(Stored data)

========

PR #2098, opened 2024-02-17
rat king text fixes + others

yippeecore:
fixed a typo ('being' to 'bring'), and capitalized all mentions of Rat King. also changed the death results to say that the cat was killed by 'a' rat king rather than 'the' rat king, since the scarred results use 'a'. | originally reported here: https://github.com/ClanGenOfficial/clangen/issues/1818#issuecomment-1874356240

### DIFF
--- a/resources/dicts/events/ceremonies/ceremony-master.json
+++ b/resources/dicts/events/ceremonies/ceremony-master.json
@@ -2269,7 +2269,7 @@
       "grumpy",
       "gloomy"
     ],
-    "(old_name) remains completely quiet as l_n names {PRONOUN/m_c/object} m_c after {PRONOUN/m_c/poss} r_h. Before anyone can congratulate {PRONOUN/m_c/object}, however, {PRONOUN/m_c/subject} {VERB/m_c/turn/turns} and walk away without a word to do {PRONOUN/m_c/poss} silent vigil."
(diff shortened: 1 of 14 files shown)


resources/dicts/events/ceremonies/ceremony-master.json
```diff
@@ -2269,7 +2269,7 @@
       "grumpy",
       "gloomy"
     ],
-    "(old_name) remains completely quiet as l_n names {PRONOUN/m_c/object} m_c after {PRONOUN/m_c/poss} r_h. Before anyone can congratulate {PRONOUN/m_c/object}, however, {PRONOUN/m_c/subject} {VERB/m_c/turn/turns} and walks away without a word to do {PRONOUN/m_c/poss} silent vigil."
+    "(old_name) remains completely quiet as l_n names {PRONOUN/m_c/object} m_c after {PRONOUN/m_c/poss} r_h. Before anyone can congratulate {PRONOUN/m_c/object}, however, {PRONOUN/m_c/subject} {VERB/m_c/turn/turns} and walk away without a word to do {PRONOUN/m_c/poss} silent vigil."
```
Ryos00: I think "walk" should actually be verb tagged as well

Ryos00 (changes requested):

resources/dicts/events/ceremonies/ceremony-master.json
yippeecore: done!

Ryos00 (approved):

Thlumyn:
@Tiritirimatangi  Are we using themself or themselves as the object form of they? I personally think themselves is a bit more grammatically correct but it's more important that we're just consistent with the use throughout the rest of the game.

Tiritirimatangi:
> @Tiritirimatangi Are we using themself or themselves as the object form of they? I personally think themselves is a bit more grammatically correct but it's more important that we're just consistent with the use throughout the rest of the game.

@Thlumyn Themself is the current version - but obviously we can easily edit that in utility.py via pronoun tagging if we'd like to change that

========

- What you will do
Return a copy of every line in the records that includes the string "subject".

- Problem solution
-    "(old_name) remains completely quiet as l_n names {PRONOUN/m_c/object} m_c after {PRONOUN/m_c/poss} r_h. Before anyone can congratulate {PRONOUN/m_c/object}, however, {PRONOUN/m_c/subject} {VERB/m_c/turn/turns} and walk away without a word to do {PRONOUN/m_c/poss} silent vigil."
-    "(old_name) remains completely quiet as l_n names {PRONOUN/m_c/object} m_c after {PRONOUN/m_c/poss} r_h. Before anyone can congratulate {PRONOUN/m_c/object}, however, {PRONOUN/m_c/subject} {VERB/m_c/turn/turns} and walks away without a word to do {PRONOUN/m_c/poss} silent vigil."
+    "(old_name) remains completely quiet as l_n names {PRONOUN/m_c/object} m_c after {PRONOUN/m_c/poss} r_h. Before anyone can congratulate {PRONOUN/m_c/object}, however, {PRONOUN/m_c/subject} {VERB/m_c/turn/turns} and walk away without a word to do {PRONOUN/m_c/poss} silent vigil."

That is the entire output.